I am of the opinion that the motion for continuance should have been granted. The motion, with the attached exhibits, showed that the defendant would have been able to prove by the absent witness that she and not the defendant was driving the car at the time the accident happened. The motion also alleged that the defendant would be able to show by the testimony of such witness that the defendant had not been drinking and was not intoxicated. This was evidence vitally material to the defendant and I think the motion shows a sufficient and bona fide effort on the part of the defendant to secure the attendance of such witness.
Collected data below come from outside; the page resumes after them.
PR #3210, opened 2025-11-06
Feat: Full dynamic theme gen from images (+GTK, Zed, *VSCode - Walker UI)

ryrobes:
## End-to-end theme generation from the Omarchy menu
Takes a single image (or picks a random image from a folder), pulls colors, generates a full Omarchy theme from it, and sets it (as theme "Dynamic"). Very easy to use - fully runnable directly in the menu - it's CLI can be scripted, bound, cron scheduled, etc. 
i.e `omarchy-theme-generate ~/Wallpapers/ my-cool-theme-name`

https://github.com/user-attachments/assets/ae94545f-1c08-48c5-8d09-4fce44346967

- Adds GTK theming (either from image or alacritty.toml)
   - See Nautilus in the video
- Adds Zed theming (from image, read from an existing zed.json, or from walker.css)
- Simple Walker UI file/folder selector via the Omarchy menu
   - Default Walker usage writes to a theme called "Dynamic", that gets overwritten on each run
   - Walker script re-uses the main script with a `--walker` arg to keep the file sprawl down
- Uses a modified VSCode theme system (backwards compatible with current functionality) that generates the theme and applies it directly so it does not require a pre-installed VSCode theme
- Can be used to generate themes from images "offline" w/o switching the current theme - writing them to the themes directory under an arbitrary theme name (CLI usage)
- Shows a fancy notify-send toast with preview image while generating

**Testing:** Installed on a fresh 3.1.5 instance, all existing themes work fine (with added Zed and GTK support derived from existing base files).

> You can test it on your own by installing the modified scripts from this repo:
[https://github.com/ryrobes/omarchy-theme-generate](https://github.com/ryrobes/omarchy-theme-generate)
(simple install script, sample images, etc)

_Note: Yes, it's a lot of bash - but quite straightforward - fits with the "Beautiful & Modern" tagline well. No extra deps or weird complexity.  Besides, few distros have anything like this out of the box - just like few have good unified (and expanding) theme systems like Omarchy._

### DIFF
--- a/bin/omarchy-theme-generate
+++ b/bin/omarchy-theme-generate
@@ -33,7 +33,7 @@ build_folder_cache() {
     mkdir -p "$CACHE_DIR"
 
     echo "Scanning for image folders..."
-    notify-send "Omarchy Theme Generator" "Scanning for image folders..." -t 4000
+    notify-send "Omarchy Theme Generator" "Scanning for image folders..." -t 6000
 
     # Create temporary file for atomic write
     local temp_cache="$CACHE_FILE.tmp.$$"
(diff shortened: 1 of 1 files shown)


ethandpowers:
How cool is that??  Great work!

brianspragge:
I 100% support this addition!

dhh:
Very interesting exploration! But we can't carry 3,500 lines of code for this. I'd suggest making an AUR package for it. Thanks for working on it ✌️

PR #3213, opened 2025-11-06
Feature: Heroic Games Launcher (for Epic Games) to the Omarchy > Install > Gaming Menu

chancedomore:
When first installing omarchy i had to find a way to be able to play rocket league or an Epic Games Launcher equivalent for linux. This seemed like the most straight forward option. Heroic can handle as an equivalent for Epic Games, GOG, and Prime games

For more info on the app:
https://heroicgameslauncher.com/

Lutris could also be another option.

https://www.reddit.com/r/linux_gaming/comments/1ipqtel/what_are_the_pros_and_cons_of_lutris_vs_heroic/ 

image

### DIFF
--- a/bin/omarchy-menu
+++ b/bin/omarchy-menu
@@ -301,8 +301,9 @@ show_install_ai_menu() {
 }
 
 show_install_gaming_menu() {
-  case $(menu "Install" "  Steam\n  RetroArch [AUR]\n󰍳  Minecraft") in
+  case $(menu "Install" "  Steam\n  Heroic Games Launcher\n  RetroArch [AUR]\n󰍳  Minecraft") in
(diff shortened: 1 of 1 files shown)


dhh:
Appreciate the suggestion, but I just tried to install it, and I found it rather confusing. Logged in with my Epic Games account, wasn't able to install more from the store, just saw the Fortnite game (which won't run anyway). I get that this allows some people to play stuff they otherwise wouldn't have, but I think there are too many caveats to making this a general recommendation.

chancedomore:
@dhh After submitting this PR i found this already active thread around this. Feels like there are some good ideas with a fair amount of work to make it more seemless. 

https://github.com/basecamp/omarchy/pull/1863

PR #3215, opened 2025-11-06
Remove unnecessary prints

guibbv2011:
principally this piece of code:
`echo "${default_transform}" > ~/Work/output.txt`

that's was used for debug purpose only


guibbv2011:
Sorry for this, I'm will update a previous PR #3037

PR #3221, opened 2025-11-07
Add installation option for GitHub Copilot CLI

tomschlick:
Added an installation option for the GIthub Copilot CLI under the Install -> AI menu.

https://aur.archlinux.org/packages/github-copilot-cli
https://github.com/features/copilot/cli


dhh:
Appreciate the suggestion, but I think we're OK now in terms of recommendations (also this PR is incomplete, didn't change the menu, didn't use AUR install).

PR #3237, opened 2025-11-07
fix: use xdg-terminal-exec in TUI installer for terminal compatibility

shelldandy:
Replace hardcoded --class flag with xdg-terminal-exec --app-id to properly support kitty and other terminals. This aligns with the rest of the codebase and ensures floating window rules work correctly across different terminals.

Otherwise TUIs weren't floating windows ever when using with kitty or similar terminal apps


dhh:
Would be nice to also do a migration that moves all the existing TUIs with the old format over.

PR #3245, opened 2025-11-08
Modify clipboard copy binding for Zed application

bombless:
Updated clipboard bindings to make universal copy work on Zed editor.


dhh:
Interesting solution, but that's not something we can have as part of the default bindings. Too specific to Zed. I think a better option is to figure out how to configure Zed such that it responds to the Ctrl + Insert/Shift + Insert combo we're using for everything else.

bombless:
Maybe we can add an argument to zeditor and make them handle super+c differently. Not sure if it's possible to contribute to Zed in this way.

Also, universal copy don't work on nautilus either.

PR #3252, opened 2025-11-08
Fix: Add missing fullscreen keybind to tiling.conf

Diing54:
This PR adds the keybind for toggling fullscreen (SUPER + F), which was missing from the tiling.conf file.

I understand there is tiling-v2.conf which i believe is the version 2 but the bindd = SUPER, F, Full screen, fullscreen, 0  was non-functional or maybe it was not being loaded well


dhh:
`Super + F` was not part of the original keybinding set. That's why we have a v2. So we didn't override someone's personal bindings like that. The original key was F11.

Diing54:
Alright !! Understood

Issue #3254, opened 2025-11-08
Config errors on update to 3.1.6


Mayank-8127:
### System details

i5 12500h, intel iris xe integrated graphics, omarchy 3.1.6

### What's wrong?

On updating to the most recent version, I got many config errors that were constantly showing on display

<img width="1390" height="77" alt="Image" src="https://github.com/user-attachments/assets/b209026e-d16e-4912-a9b2-8c3e98dceffc" />

And on commenting only the line causing the first error itself made the errors disappear. I dont know if it broke any functionality or something, but there is nothing instantly obvious.

Line that i commented => `windowrule = tag +pip, title:(Picture.{0,1}in.{0,1}[Pp]icture)`
File path => `/home/jarvis/.local/share/omarchy/default/hypr/apps/pip.conf`

muhammedaksam:
Same issue on my end.

<img width="1908" height="90" alt="Image" src="https://github.com/user-attachments/assets/78172b4f-1164-46cc-b978-d77306722351" />

ankurkotwal:
I'm also having the same issue.

bartdorsey:
An alternative line 2 which does the same thing but doesn't trigger the parsing bug is:

```windowrule = tag +pip, title:(Picture.?in.?[Pp]icture)```

I believe this was caused by a change to the hyprlang parsing library.

mikailbayram:
Created a PR with the fix:  [PR #3255](https://github.com/basecamp/omarchy/pull/3255)

ankurkotwal:
Thank you @bartdorsey and @mikailbayram - the suggested fix works for me.

eerison:
Thanks @mikailbayram, it also fixed the issue on my side. (#3255)

baremarco:
> An alternative line 2 which does the same thing but doesn't trigger the parsing bug is:
> 
> `windowrule = tag +pip, title:(Picture.?in.?[Pp]icture)`
> 
> I believe this was caused by a change to the hyprlang parsing library.

Thank you this solution also works for me @bartdorsey

tlxq:
Thx for solution! @bartdorsey

sk4rrjin:
Tried to share it as a [discussion to hyprland](https://github.com/hyprwm/Hyprland/discussions/12238), not sure they wanted to break the regex parsing.

dhh:
Fixed in 3.1.7 👍

PR #3255, opened 2025-11-08
Fix: adjust windowrule regex for pip to avoid Hyprland parsing error

mikailbayram:
## Fix windowrule regex parsing in Hyprland
**Problem:**
The previous regex line in `pip.conf`:

`windowrule = tag +pip, title:(Picture.{0,1}in.{0,1}[Pp]icture)`

caused a parsing error in recent versions of Hyprland:

image

**Solution:**
Replaced `{0,1}` with `?`, which is equivalent in regex and compatible with Hyprland's parser:

PR #3258, opened 2025-11-08
Update pip.conf, fix Invalid rule/parameter errors after hyprland update

sk4rrjin:
Updated hyprland throws Invalid rule / Invalid parameter on the pip windowrule; reported in  #3254

### DIFF
--- a/default/hypr/apps/pip.conf
+++ b/default/hypr/apps/pip.conf
@@ -1,5 +1,5 @@
 # Picture-in-picture overlays
-windowrule = tag +pip, title:(Picture.{0,1}in.{0,1}[Pp]icture)
+windowrule = tag +pip, title:(Picture.?in.?[Pp]icture)
 windowrule = float, tag:pip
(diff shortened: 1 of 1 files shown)


d-cas:
Great work getting this PR up so quickly @sk4rrjin! 

This fix works, but FYI @vaxerski is investigating whether this is actually a parser bug in Hyprland 0.52.0

See https://github.com/hyprwm/Hyprland/discussions/12238. The comma in {0,1} might be getting treated as a delimiter. Either way, this PR should be merged as the immediate fix, and we can revisit if/when it's fixed upstream.

lukehsiao:
Duplicate of #3255

d-cas:
> Duplicate of #3255

Community was all over this one!

Muhiddin0:
Hi guys! I just want to say, this is the most amazing OS I've ever seen.
What do you think is better — installing the latest version of the OS, or using the installation script?

PR #3265, opened 2025-11-09
Feature: OAuth picker for walker

HappyNZ95:
OAuth is necessary but annoying to work with most of the time.

This PR adds a small script that lets you pick an OAuth/TOTP account from a .totp  file using walker --dmenu. Once you select an account, it generates the current TOTP code and copies it to your clipboard.

**Depends on**
oathtool (oath-toolkit)

**How it works:**
Type in your OAuth code into the .totp file in your home directory like so:

```
github SKDFHWOEFKH
microsoft KSAJDFHSDSDFKJ
google KJSGHKSDJFHHJDS
```

Shows all account names from your secrets file in walker's dmenu
Generates a 6-digit TOTP code with oathtool from your selection
Copies the code to the clipboard
Sends a confirmation notification with the name and code or an error message

My personal keybinding is SUPER CONTROL, O (OAuth)

**Why this is useful:**
It makes accessing TOTP codes super easy without having to open a seperate app, pull out your phone, etc.

screenshot-2025-11-09_21-42-01

If this is of interest I can integrate with the menu under Setup > Security > OAuth

### DIFF
--- a/bin/omarchy-oauth-menu
+++ b/bin/omarchy-oauth-menu
@@ -1,0 +1,29 @@
+#!/usr/bin/env bash
+
+SECRETS_FILE="$HOME/.totp"
+
+if [[ ! -f "$SECRETS_FILE" ]]; then
+    notify-send "Error" "$SECRETS_FILE not found"
+    exit 1
+fi
+
+CHOICE=$(awk '{print $1}' "$SECRETS_FILE" | walker --dmenu -p "OAuth account:")
+
+if [[ -n "$CHOICE" ]]; then
+    SECRET=$(awk -v acc="$CHOICE" '$1 == acc {print $2}' "$SECRETS_FILE")
+
+    if [[ -n "$SECRET" ]]; then
+        CODE=$(oathtool --totp -b "$SECRET" 2>/dev/null)
+
+        if [[ -n "$CODE" ]]; then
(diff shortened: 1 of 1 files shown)


abenz1267:
What tool are you using to get the `$HOME/.totp`-file to begin with?

Omarchy does ship with 1Password by default. I'm not sure if maybe @dhh wants to integrate the upcoming native 1Password provider for Walker instead.

HappyNZ95:
> What tool are you using to get the `$HOME/.totp`-file to begin with?
> 
> Omarchy does ship with 1Password by default. I'm not sure if maybe @dhh wants to integrate the upcoming native 1Password provider for Walker instead.

This was just entered manually by copying the setup code provided when setting up a new  'authenticator app' in Microsoft etc.
If there's an integration for 1Password's authenticator in walker that would be ideal.

dhh:
This is an interesting idea, and thanks for suggesting it, but not something I'd personally use. Maybe we can do this as an external package for those who want this?

abenz1267:
> This is an interesting idea, and thanks for suggesting it, but not something I'd personally use. Maybe we can do this as an external package for those who want this?

There's https://github.com/abenz1267/elephant-community where users can submit custom menus for elephant. They can be easily installed via `elephant community install`.

PR #5328, opened 2026-04-16
fix(display): restore full monitor config when re-enabling internal display

noahterenzianii:
## What
When re-enabling the internal display, restore the original resolution,
scale and bit depth instead of falling back to preferred/auto defaults.

## Why
The previous `preferred,auto,auto` reset scale and bit depth on every toggle,
causing the display to come back with wrong settings.

## How
Read availableModes[0] and currentFormat from hyprctl to rebuild
the full monitor config string before re-enabling.

## Test
1. Connect external monitor
2. Run script → internal display off
3. Run script again → internal display on with correct scale and bit depth


dhh:
No longer needed since dev moved to a permanent config file being added/removed.

PR #5331, opened 2026-04-17
Updates tmux Alt+num to create a tab if it doesn't exists

leolimasnts:


dhh:
That's an interesting idea, but I find it a bit counter intuitive that you can create these windows with numbers out of order. Prefer to keep it simple as-is. Thanks for suggesting, though.

PR #5332, opened 2026-04-17
Enable SSD TRIM for LUKS-encrypted drives

### LINKED ISSUE #2229: Enable SSD TRIM

stephentaylor-com:
## Summary

- Add `:allow-discards` to the `cryptdevice=` kernel parameter so TRIM commands pass through the dm-crypt layer to the SSD
- Migration for existing installs applies immediately via `cryptsetup --persistent` (no reboot required)
- New installs get `:allow-discards` automatically during Limine setup

Closes #2229

## Details

Without `:allow-discards`, dm-crypt blocks all TRIM/DEALLOCATE commands from reaching the SSD — even on modern NVMe drives. The drive controller treats freed blocks as occupied data, increasing write amplification and reducing drive longevity.

Since kernel 6.2, btrfs automatically enables `discard=async`, so `fstrim.timer` is not needed. The only missing piece is allowing TRIM commands to pass through the LUKS encryption layer.

### Changes

**`migrations/1776500000.sh`** — Migration for existing installs:
- Detects LUKS encryption via `cryptdevice=` in `/etc/default/limine`
- Skips silently on unencrypted systems or if already configured
- Appends `:allow-discards` to the kernel parameter
- Applies immediately via `cryptsetup --allow-discards --persistent refresh root`
- Regenerates initramfs and boot entry

**`install/login/limine-snapper.sh`** — For new installs:
- Appends `:allow-discards` to the extracted `cryptdevice=` cmdline before writing to `/etc/default/limine`

## Test plan

- [ ] Verify on LUKS-encrypted system: `lsblk --discard` shows non-zero `DISC-GRAN` for root after migration
- [ ] Verify `sudo fstrim -av` trims the root partition
- [ ] Verify unencrypted systems are unaffected (migration exits cleanly)
- [ ] Verify fresh install on encrypted disk gets `:allow-discards` in `/etc/default/limine`
- [ ] Verify idempotent: running migration twice doesn't double-append

### DIFF
--- a/migrations/1776500000.sh
+++ b/migrations/1776500000.sh
@@ -1,0 +1,26 @@
+echo "Enable SSD TRIM for LUKS-encrypted drives"
+
+# Only apply if the system uses LUKS encryption
+if ! grep -q "cryptdevice=" /etc/default/limine 2>/dev/null; then
+  exit 0
+fi
+
+# Skip if allow-discards is already configured
+if grep -q "allow-discards" /etc/default/limine 2>/dev/null; then
+  exit 0
+fi
+
+# Add :allow-discards to the cryptdevice= parameter in the boot config
+# Format: cryptdevice=device:dmname -> cryptdevice=device:dmname:allow-discards
+sudo sed -i 's/\(cryptdevice=[^ ]*\)/\1:allow-discards/' /etc/default/limine
+
+# Enable allow-discards on the running LUKS device so TRIM works immediately
+if [[ -b /dev/mapper/root ]]; then
+  sudo cryptsetup --allow-discards --persistent refresh root
+fi
+
+# Regenerate initramfs and boot entry
+sudo limine-mkinitcpio
+sudo limine-update
+
+echo "SSD TRIM enabled for LUKS encryption"
--- a/migrations/1776500000.sh
+++ b/migrations/1776500000.sh
@@ -12,11 +12,13 @@ fi
 
 # Add :allow-discards to the cryptdevice= parameter in the boot config
 # Format: cryptdevice=device:dmname -> cryptdevice=device:dmname:allow-discards
-sudo sed -i 's/\(cryptdevice=[^ ]*\)/\1:allow-discards/' /etc/default/limine
+sudo sed -i 's/\(cryptdevice=[^ "]*\)/\1:allow-discards/' /etc/default/limine
 
-# Enable allow-discards on the running LUKS device so TRIM works immediately
-if [[ -b /dev/mapper/root ]]; then
-  sudo cryptsetup --allow-discards --persistent refresh root
+# Extract the dmname from cryptdevice=device:dmname and enable allow-discards
+# on the running LUKS device so TRIM works immediately
+DMNAME=$(grep -oP 'cryptdevice=[^: "]+:\K[^: "]+' /etc/default/limine | head -1)
+if [[ -n $DMNAME ]] && [[ -b /dev/mapper/$DMNAME ]]; then
+  sudo cryptsetup --allow-discards --persistent refresh "$DMNAME"
 fi
 
 # Regenerate initramfs and boot entry
--- a/install/login/limine-snapper.sh
+++ b/install/login/limine-snapper.sh
@@ -29,6 +29,11 @@ EOF
 
   CMDLINE=$(grep "^[[:space:]]*cmdline:" "$limine_config" | head -1 | sed 's/^[[:space:]]*cmdline:[[:space:]]*//')
 
+  # Enable SSD TRIM passthrough for LUKS-encrypted drives
+  if [[ $CMDLINE == *"cryptdevice="* ]] && [[ $CMDLINE != *"allow-discards"* ]]; then
+    CMDLINE=$(echo "$CMDLINE" | sed 's/\(cryptdevice=[^ ]*\)/\1:allow-discards/')
+  fi
+
   sudo cp $OMARCHY_PATH/default/limine/default.conf /etc/default/limine
   sudo sed -i "s|@@CMDLINE@@|$CMDLINE|g" /etc/default/limine
 
--- a/install/login/limine-snapper.sh
+++ b/install/login/limine-snapper.sh
@@ -31,7 +31,7 @@ EOF
 
   # Enable SSD TRIM passthrough for LUKS-encrypted drives
   if [[ $CMDLINE == *"cryptdevice="* ]] && [[ $CMDLINE != *"allow-discards"* ]]; then
-    CMDLINE=$(echo "$CMDLINE" | sed 's/\(cryptdevice=[^ ]*\)/\1:allow-discards/')
+    CMDLINE=$(printf '%s\n' "$CMDLINE" | sed 's/\(cryptdevice=[^ "]*\)/\1:allow-discards/')
   fi
 
   sudo cp $OMARCHY_PATH/default/limine/default.conf /etc/default/limine


migrations/1776500000.sh
```diff
@@ -0,0 +1,28 @@
...
+
+# Add :allow-discards to the cryptdevice= parameter in the boot config
+# Format: cryptdevice=device:dmname -> cryptdevice=device:dmname:allow-discards
+sudo sed -i 's/\(cryptdevice=[^ "]*\)/\1:allow-discards/' /etc/default/limine
+
+# Extract the dmname from cryptdevice=device:dmname and enable allow-discards
+# on the running LUKS device so TRIM works immediately
+DMNAME=$(grep -oP 'cryptdevice=[^: "]+:\K[^: "]+' /etc/default/limine | head -1)
+if [[ -n $DMNAME ]] && [[ -b /dev/mapper/$DMNAME ]]; then
+  sudo cryptsetup --allow-discards --persistent refresh "$DMNAME"
```
yevshev, line 21: We should consider disabling r/w workqueues here  too:
https://wiki.archlinux.org/title/Dm-crypt/Specialties#Disable_workqueue_for_increased_solid_state_drive_(SSD)_performance

> The `no_read_workqueue` and `no_write_workqueue` flags were introduced by internal Cloudflare research [Speeding up Linux disk encryption](https://blog.cloudflare.com/speeding-up-linux-disk-encryption/) made while investigating overall encryption performance. One of the conclusions is that internal dm-crypt read and write queues decrease performance for SSD drives. While queuing disk operations makes sense for spinning drives, bypassing the queue and writing data synchronously doubled the throughput and cut the SSD drives' IO await operations latency in half. The patches were upstreamed and are available since [linux](https://archlinux.org/packages/?name=linux) 5.9 and up [[5]](https://git.kernel.org/pub/scm/linux/kernel/git/torvalds/linux.git/commit/drivers/md/dm-crypt.c?id=39d42fa96ba1b7d2544db3f8ed5da8fb0d5cb877).

```suggestion
  sudo cryptsetup \
  --allow-discards \
  --perf-no_read_workqueue \
  --perf-no_write_workqueue \
  --persistent refresh "$DMNAME"
```

davidavasalcai:
**Real-world benchmark on Samsung 980 (DRAM-less) + Btrfs + LUKS:**

Just wanted to chime in with fresh data showing why this PR is essential on popular DRAM-less NVMe drives.

On a Samsung 980 1TB running Omarchy (LUKS + Btrfs) at ~89% disk usage, small synchronous writes (e.g. SQLite, pacman, browser caches) had degraded severely due to the drive controller being starved of TRIM commands:

* **Before TRIM passthrough:** 1000 sync writes (`oflag=dsync`) took **7.36s** (557 KB/s, ~7.36 ms per sync write).
* **After enabling `:discard` & running `fstrim -av`:** **131.3 GiB** of stale blocks were immediately reclaimed on `/dev/mapper/root`.
* **Retest:** The exact same 1000 sync writes took **3.25s** (1.3 MB/s, ~3.25 ms latency) — **over 2.3x faster** right after the first trim.

Notice that this PR currently has merge conflicts (`install/login/limine-snapper.sh` was moved during the Omarchy v4 refactor).

@stephentaylor-com are you able to rebase this over current `main`, or would maintainers prefer a refreshed PR?

yevshev:
Ongoing discussion and additional testing here: https://github.com/omacom/omarchy/discussions/6271

reverb256:
Heads-up: I carried this fix to the live branch as #13055, so the work does not stay stuck on `dev`.

Why a new PR rather than a rebase here: this branch targets `dev`, and it patches `install/login/limine-snapper.sh`, which no longer exists on `quattro` — `install/login/` now holds only `all.sh` and `sddm.sh`, because install-time boot configuration moved into the ISO. That is also why this PR reads as conflicting.

What #13055 does differently:

- the install-path half is a target-setup leaf (`install/config/luks-trim.sh`), which runs after the ISO writes `/etc/default/limine` from the installer cmdline and before the UKI is built from it, so it works on `quattro` without an ISO change
- the migration follows `migrations/1789325478.sh`'s shape: rebuild with `limine-mkinitcpio`, then verify the cmdline the entries are generated from and stay pending if it is missing, instead of assuming the option reached the boot entry
- `@yevshev`'s review request is implemented: `no-read-workqueue,no-write-workqueue` go on the same `cryptdevice=` parameter, in a separate commit that can be dropped on its own
- the hook spelling is justified with the `encrypt` hook's whitelist (Omarchy's `HOOKS` drop-in selects `encrypt`, not `sd-encrypt`), and the "unknown option is warned about, never fatal" property is spelled out, since that is the obvious first objection

Thanks for the original work — the diagnosis above is the same one, it just needed a live home.

PR #5340, opened 2026-04-17
Add Default Apps setup menu

dandresrp:
Summary
- add a new Setup > Default Apps flow for changing Omarchy and XDG default applications
- support terminal, shell, browser, editor, file manager, mail, image, PDF, video, and audio defaults
- reuse shared default handlers from install scripts, add terminal-editor desktop wrappers, and cover the menu flow with tests

Testing
- bash tests/defaults_test.sh
- bash tests/menu_defaults_test.sh
- bash -n bin/omarchy-defaults bin/omarchy-setup-defaults bin/omarchy-menu bin/omarchy-launch-editor bin/omarchy-install-terminal install/config/mimetypes.sh tests/defaults_test.sh tests/menu_defaults_test.sh

### DIFF
--- a/applications/hidden/hx.desktop
+++ b/applications/hidden/hx.desktop
@@ -1,0 +1,9 @@
+[Desktop Entry]
+Name=Helix
+Exec=xdg-terminal-exec --app-id=org.omarchy.hx -e hx %F
+TryExec=hx
+Type=Application
+Terminal=false
+NoDisplay=true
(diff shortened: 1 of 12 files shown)


dhh:
Appreciate the suggestion, but this is too big of a patch for something relatively minor like this. Feel free to investigate it as a separate AUR package 👌

dandresrp:
Understood, thanks.

PR #5341, opened 2026-04-17
Fix npx wrapper PATH leak from node@latest bootstrap

timohubois:
Follow-up to #5247. That earlier fix intentionally moved Omarchy's generated npx wrappers to `mise exec node@latest -- npx ...` so npm-distributed CLIs would keep working inside projects pinned to old Node versions.

This PR preserves that intent: wrappers remain system-wide lazy-loaded npm launchers, and the CLI itself is still bootstrapped with Omarchy's selected `node@latest` runtime.

The bug fixed here is the side effect reported in #5451: `mise exec node@latest` prepends `node@latest/bin` to `PATH`, and long-running agent CLIs like Codex can pass that modified `PATH` on to workspace commands. That makes commands run inside the project resolve `node@latest` instead of the project's own Node.

## Changes

- Resolve Omarchy's `node@latest` install with `mise where node@latest`, installing it globally on first use if needed.
- Run `npx` through the matching absolute `node` binary so the bootstrap runtime stays consistent.
- Use `npx --package ... -- which ...` only to resolve the package bin path.
- Execute the resolved CLI entrypoint with the selected `node@latest` binary without exporting or prepending `node@latest/bin` into `PATH`.
- Fail clearly with exit `127` if no npm bin can be resolved.
- Regenerate existing npx wrappers via migration.

## Testing

- `codex --version`
- `opencode --version`
- `playwright-cli --version`
- Verified from a project pinned to Node 10 that `codex sandbox linux node -v` resolves the project Node instead of `node@latest`.
- Verified the wrapper still bootstraps Codex, Opencode, and Playwright with the selected mise `node@latest` runtime.


dhh:
Could you share a concrete reproduction where mise exec node@latest -- npx picks up a foreign npx? My understanding is that mise exec prepends the runtime's bin directory to PATH for the duration of the child process, so npx should resolve to the same install as node.

timohubois:
@dhh Thanks for the feedback! I dug into this more and was able to reproduce it in a mixed shell setup (direnv + Nix + mise).
In that environment, running:
`mise exec node@latest -- npx ...`

can fail to keep npx coupled to the selected node runtime rather than the node@latest selected by mise, leading to errors such as:
`Error: Cannot find module 'node:path'`

A key part of the issue is that npx is a #!/usr/bin/env node script. Even when invoked via an absolute path, it can still pick up a different node from the ambient PATH, so $node_root/bin/npx alone isn’t sufficient to guarantee consistency.

I tried a few alternatives (mise exec, --fresh-env, shims, direct paths), but they weren’t reliable in this setup.

The fix I’m proposing now is to ensure the wrapper resolves both node and npx from the same runtime:
```
export PATH="$node_root/bin:$PATH"
exec "$node_root/bin/npx" --yes ...
```

This keeps the fix wrapper-local and ensures that npx resolves the matching node, even in mixed environments.

From my perspective, this fix makes sense if the wrapper is intended to keep npx launchers independent of the shell and tied to the selected mise Node runtime. I really appreciate your perspective on this. If I’ve misunderstood the intended scope, I’m happy to close the PR.

timohubois:
Did some rework, related to the reported issue https://github.com/basecamp/omarchy/issues/5451.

The motion alleged that the absent witness resided in Gainesville, Florida; that the defendant had caused due process of the court to issue directed to said witness which said process was sent to the sheriff of Alachua County, Florida; that the affiant was informed and believed, service had been perfected upon the said witness in ample time to secure the attendance of said witness; that a telegram from the sheriff of Alachua County and also from a medical doctor was attached to the motion stating the inability of said witness to attend because of illness. The certificate of the physician appears to be entirely sufficient and the telegram from the sheriff corroborated it, and showed that he had received the subpoena in time. As Gainesville is not very far from Madison, where the trial was had, the subpoena was evidently served in ample time to have secured the attendance of the witness at the trial, if she had been able to come. Furthermore, an earlier issuance and service of the subpoena would not have prevented the illness of the witness.
To my mind the requiring of the defendant, on this showing, to go to trial without the benefit of this, his only witness, and whose testimony was so vitally important to the defendant, was reversible error.
I think the case should be reversed.